A French SAS sits within the EU treaty framework — automatic access to the EU Parent-Subsidiary Directive (zero withholding on intra-EU dividends meeting the holding test), the Interest and Royalties Directive, and France’s bilateral double-tax treaties with non-EU partners. The treaty network is shaped by the OECD Multilateral Instrument since 2017, which embedded a Principal Purpose Test (PPT) into existing treaties to deny benefits where a structure was set up primarily for tax advantage rather than genuine commercial purpose.
Common French SAS patterns we see: EU-wide trading hub with VAT one-stop-shop, IP holding with treaty-protected royalty flows, regional headquarters serving CEE/Western EU subsidiaries, and licensing-and-distribution structures using EU passport rights. Each pattern has its own substance and transfer-pricing implications which your consultant will map before structuring.
The 2026 corporate-law and tax landscape in France: 25% headline corporate tax. 25% standard / 15% on first EUR 42,500 for SMEs; CIR R&D credit 30% on first EUR 100M; Guichet Unique replaced CFE since 2023.
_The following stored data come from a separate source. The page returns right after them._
PR #4037, opened 2026-04-14
azurerm: respect audience in request URL

lbordowitz:
Resolves #4007

This appears to be in good company, as this issue has been referenced in [other](https://github.com/Azure/login/issues/452) [repositories](https://github.com/hashicorp/terraform/issues/37353) as well as this one. I hope someone is able to help us test this fix. I can check that it works for the public cloud the same way it did before, but that won't do anything for the actual issue. I don't have access to a US Government cloud environment, and I've had to do a lot of guesswork to figure out how to support them appropriately.

## Checklist

### Go checklist

 

### DIFF
--- a/internal/backend/remote-state/azure/auth/oidc_auth.go
+++ b/internal/backend/remote-state/azure/auth/oidc_auth.go
@@ -13,6 +13,7 @@ import (
 	"net/http"
 
 	"github.com/Azure/azure-sdk-for-go/sdk/azcore"
+	"github.com/Azure/azure-sdk-for-go/sdk/azcore/cloud"
 	"github.com/Azure/azure-sdk-for-go/sdk/azidentity"
 	"github.com/opentofu/opentofu/internal/httpclient"
 	"github.com/opentofu/opentofu/internal/tfdiags"
@@ -53,9 +54,9 @@ func (cred *oidcAuth) Construct(ctx context.Context, config *Config) (azcore.Tok
 		// a fresh OIDC token as needed, enabling proper token refresh behavior.
 		func(ctx context.Context) (string, error) {
 			client := httpclient.New(ctx)
-			
+
 			if config.OIDCToken == "" && config.OIDCTokenFilePath == "" {
-				return getTokenFromRemote(client, config.OIDCAuthConfig)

Beyond the headline number, three regulatory currents shape every French structuring decision in 2026: OECD Pillar Two and the local Qualified Domestic Minimum Top-up Tax (QDMTT) for groups above EUR 750M consolidated revenue; the EU’s progressive AML/CTF tightening (AMLD6 and AMLR transitioning into the Anti-Money-Laundering Authority’s direct supervision); and the RCS’s ongoing migration toward digital-only filing and real-time beneficial-owner reconciliation. Smaller entities below the Pillar Two threshold continue under the regular French tax regime, but reporting obligations to the RCS apply to every entity regardless of size.
We track these regulatory currents continuously and flag anything material to active clients within working days of the change being announced. You do not need to monitor France regulatory news yourself — that is part of what we provide for the annual retainer.
Three deadline buckets: RCS confirmation/return (typically annual, on the company’s accounting reference date), corporate tax return (filed via the France tax authority following the financial year-end, usually 6-12 months after period close), and VAT/sales-tax returns (monthly or quarterly cadence depending on turnover, where applicable). Beneficial-owner-register updates are event-triggered (filing required when ownership changes) rather than calendar-based.
Penalty consequences vary by jurisdiction but typically follow a pattern: small late-filing fee for short delays, larger automatic penalty for sustained non-filing, and ultimately strike-off from the RCS for prolonged non-compliance. Strike-off voids the company and may require court application to restore. Our retainer service handles the full filing calendar so this never happens to a client on our books.
Three layers determine the after-tax dividend: France corporate tax already paid at the SAS level on profits (25%); France withholding tax on outbound dividends, which is the variable that depends on where the recipient sits — zero under the EU Parent-Subsidiary Directive for qualifying EU/EEA corporate holders meeting the minimum holding test, reduced rates under bilateral treaties for non-EU recipients, default French statutory rate where no treaty applies; and recipient-country tax on the dividend in the parent’s hands (often subject to participation exemption at the recipient level). Your consultant maps this end-to-end in the initial scoping so the after-tax economics are clear before incorporation.